Work to be completed: Word for word, restate the lines from the start of the data below through the line containing "These changes will".

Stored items
──────
PR #1702, opened 2024-08-12
Fix error output

stuart23:
Fixes the following output where the `a` in the output is accidentally escaped:

image


neel-astro (approved):
🚀

kushalmalani (approved):

PR #1728, opened 2024-10-08
Add `--template` flag on CLI Project Initialization to setup template based project

pritt20:
## Description

This PR includes changes to add `--templates` flag to `astro dev init` command. This option will allow users to specify runtime templates name like `etl`, `dbt-on-astro`, generative-ai` etc and CLI will setup an astro project based on provided template by user. 

These changes are extension to the enhancements being made in onboarding-workflow where once user has completed the process of creating the deployment and now wants to make changes to deployed dags or deployment, we want them to explore astro-cli option. 

These changes will make it easy for users to modify/update dags as the template based project would setup all the required files which were auto-deployed during deployment create process as part of onboarding-workflow.

## 🎟 Issue(s)

Related https://github.com/astronomer/astro/issues/24343

## 🧪 Functional Testing

## 📸 Screenshots

## 📋 Checklist


airflow/airflow.go
```diff
@@ -118,14 +126,21 @@ func Init(path, airflowImageName, airflowImageTag string) error {
...
 	}
 
-	// Initailize directories
-	if err := initDirs(path, dirs); err != nil {
-		return errors.Wrap(err, "failed to create project directories")
-	}
+	if template != "" {
+		err := templateClient.DownloadAndExtractTemplate(astroTemplateRepoURL, template, path)
+		if err != nil {
+			return errors.Wrap(err, "failed to setup template based astro project")
```
lzdanski, line 132:
```suggestion
			return errors.Wrap(err, "failed to set up template-based astro project")
```

lzdanski: "setup" = a noun
"set up" = verb

English grammar quirk :/

cmd/airflow.go
```diff
@@ -150,6 +151,7 @@ func newAirflowInitCmd() *cobra.Command {
 	}
 	cmd.Flags().StringVarP(&projectName, "name", "n", "", "Name of Astro project")
 	cmd.Flags().StringVarP(&airflowVersion, "airflow-version", "a", "", "Version of Airflow you want to create an Astro project with. If not specified, latest is assumed. You can change this version in your Dockerfile at any time.")
+	cmd.Flags().StringVarP(&template, "template", "t", "", "Tempate name that you want to use to create the local astro project. Posisble values can be etl, dbt-on-astro, generative-ai and learning-airflow  ")
```
lzdanski, line 154:
```suggestion
	cmd.Flags().StringVarP(&template, "template", "t", "", "Tempate name that you want to use to create the local astro project. Possible values can be etl, dbt-on-astro, generative-ai, and learning-airflow  ")
```
Do you use any particular formatting to indicate something can be used as a possible value? we use code formatting or `" " ` to indicate strings in docs and code examples.

cmd/errors.go
```diff
@@ -14,4 +14,5 @@ var (
 
 	errInvalidSetArgs    = errors.New("must specify exactly two arguments (key value) when setting a config")
 	errInvalidConfigPath = errors.New("config does not exist, check your config key")
+	errInvalidTemplate   = errors.New("not a valid template name. It can only be etl, dbt-on-astro, generative-ai or learning-airflow")
```
lzdanski, line 17:
```suggestion
	errInvalidTemplate   = errors.New("not a valid template name. Template names can only be etl, dbt-on-astro, generative-ai or learning-airflow")
```

lzdanski (changes requested):
Found some grammar/spelling nits.

airflow/airflow.go
```diff
@@ -118,14 +126,21 @@ func Init(path, airflowImageName, airflowImageTag string) error {
 		".astro/dag_integrity_exceptions.txt":  "# Add dag files to exempt from parse test below. ex: dags/<test-file>",
 	}
 
-	// Initailize directories
-	if err := initDirs(path, dirs); err != nil {
-		return errors.Wrap(err, "failed to create project directories")
-	}
+	if template != "" {
+		err := templateClient.DownloadAndExtractTemplate(astroTemplateRepoURL, template, path)
```
neel-astro, line 130: nit: keeping the `templateClient` initialization only when `template != ""` might be a bit better

airflow/airflow_test.go
```diff
@@ -77,6 +77,33 @@ func (s *Suite) TestInit() {
 	}
 }
 
+func (s *Suite) TestTemplateInit() {
```
neel-astro, line 80: could we cover negative test cases as well

cmd/airflow.go
```diff
@@ -944,3 +952,7 @@ func prepareDefaultAirflowImageTag(airflowVersion string, httpClient *airflowver
 	}
 	return defaultImageTag
 }
+
+func isValidTemplate(template string) bool {
+	return template == "etl" || template == "dbt-on-astro" || template == "learning-airflow" || template == "generative-ai"
+}
```
neel-astro, line 958: nit: a possibly bit cleaner way might be: to declare the template variations as a list of strings variable globally (so that it could be reused in other places if required down the line), and check if the template is part of template variations.

i.e.:
```golang
var templateVariations = []string{"etl", "dbt-on-astro", "learning-airflow", "generative-ai"}

return slices.Contains(templateVariations, template)
```

airflow/airflow.go
```diff
@@ -7,9 +7,15 @@ import (
...
 
 	"github.com/astronomer/astro-cli/pkg/fileutil"
+	"github.com/astronomer/astro-cli/pkg/httputil"
+	runtimeTemplateClient "github.com/astronomer/astro-cli/runtime-template-client"
 	"github.com/pkg/errors"
 )
 
+const (
+	astroTemplateRepoURL = "https://github.com/astronomer/templates"
+)
```
neel-astro, line 17: this should be part of the `runtime-template-client` package

runtime-template-client/runtime-template-client.go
──────
Task response:
PR #1702, opened 2024-08-12
Fix error output

stuart23:
Fixes the following output where the `a` in the output is accidentally escaped:

image


neel-astro (approved):
🚀

kushalmalani (approved):

PR #1728, opened 2024-10-08
Add `--template` flag on CLI Project Initialization to setup template based project

pritt20:
## Description

This PR includes changes to add `--templates` flag to `astro dev init` command. This option will allow users to specify runtime templates name like `etl`, `dbt-on-astro`, generative-ai` etc and CLI will setup an astro project based on provided template by user. 

These changes are extension to the enhancements being made in onboarding-workflow where once user has completed the process of creating the deployment and now wants to make changes to deployed dags or deployment, we want them to explore astro-cli option. 

These changes will make it easy for users to modify/update dags as the template based project would setup all the required files which were auto-deployed during deployment create process as part of onboarding-workflow.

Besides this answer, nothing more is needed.